男は、乱暴にカウンターへ装備とアイテムを置く。
よし。第一条件クリア。
「こ、これだ! ここ、こここれを預ける! ははは早くしろ!」
「装備三点、消耗品四点を確認いたしますので――」
「いいから早くしろ!!」
ドンッ!!
カウンターを叩く音が響いた。
その瞬間――
カツン。カラン……カラン……
落ちた。
何かが、落ちた。
全員の視線が、騒いでいる男に集中する。
――今だ。
今しかない。
僕は迷わなかった。
落ちた物の正体なんて分からない。
考えている暇もない。
身体が勝手に動いた。
床で小さく跳ね、転がるそれへ――手を伸ばす。
掴んだ。
もう、手は開かない。
感触からして、小さい。
指輪のような形だった。
だが――今はどうでもいい。
走る。
全力で、銀行の外へ。
後ろで誰かが何か言っている。
だが、聞こえない。
止まったら終わりだ。
息が苦しい。
だが、体は軽い。
――出口が見えた。
誰も止めない。
そのまま外へ飛び出し、すぐ横の路地へ滑り込む。
そして――
スクロールを取り出す。
「ランダム転移スクロール発動!!」
光る。
破る。
その瞬間――
後ろから追ってきた男と、目が合った。
血走った目。
「お、おおお、お前……それは……!!」
――次の瞬間、世界が歪んだ。
体が引き裂かれるような感覚。
視界がねじれる。
そして――
転移。
気がつくと、僕は地面に膝をついていた。
吐いた。
息が荒い。
視界が揺れる。
(これが……転移……)
周囲を確認する。
――西門の外。
見覚えのある場所だった。
助かった。
完全に知らない場所じゃない。
待ち合わせは北門だ。
距離はあるが、行ける。
僕は走った。
途中で何度も足が止まりそうになる。
それでも、走る。
さっきの男の顔が頭に浮かぶ。
(考えるな……)
走る。
走る。
――やがて、思考が少しずつ落ち着いてきた。
これは、本当に金策なのか?
……いや。
成功はした。
ルート権は消えていた。
おっさんの言った通りだった。
だが――
胸の奥に、妙な感覚が残る。
待ち合わせ場所に着くと、すでに二人はいた。
「旦那ぁ……遅いですぜ。

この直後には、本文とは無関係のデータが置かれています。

PR #270, opened 2018-06-06
implement parallel block txn deserialization

Honglei-Cong:
about 70% performance improved on big-block deserialization

just for performance test reference, don't need to merge.

### DIFF
--- a/core/types/transaction_deserializer.go
+++ b/core/types/transaction_deserializer.go
@@ -1,0 +1,148 @@
+/*
+ * Copyright (C) 2018 The ontology Authors
+ * This file is part of The ontology library.
+ *
+ * The ontology is free software: you can redistribute it and/or modify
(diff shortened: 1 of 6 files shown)


core/types/transaction_deserializer.go
```diff
@@ -0,0 +1,148 @@
...
+	}
+	// all tx buffer send to inC
+	close(inC)
+	// wait deserializer workers done
+	deserializerWg.Wait()
+	// all tx deserializer done, all deserialized tx have sent to outC
+	close(outC)
+	// wait summarizer done
+	summarizerWg.Wait()
+
```
Honglei-Cong, line 132: check errC again?

laizy:
looks good, but it changes the block structure. so need more evaluation and exploration of alternative  scheme.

さぁ、行きましょうや」
「よぉ、なまくさジョン。顔見りゃ分かる……成功だな」
おっさんはニヤリと笑った。
「馬車が来る。乗るぞ。話はそれからだ」
――こうして。
僕たちの、本当の冒険が始まった。
【あとがき:現在のステータス】
【スキル】
■武器系
刀剣スキル 18
盾スキル 3
戦闘技術スキル 11
■生産系
料理スキル 13
■その他
鑑定スキル 0.3
【所持金】
671g(銀行預け金:11,250g(銀貨11枚、銅貨2枚、半銅貨5枚))
【所持アイテム】
・蛇肉(大量)
・???のスクロール 6枚
・奴隷のマクダフの野郎
・武器破損した剣
・木剣2本
・???の指輪(バンステ金策で入手)
【装備品】
・骨護札の首かざり
・水トカゲの手袋(呪)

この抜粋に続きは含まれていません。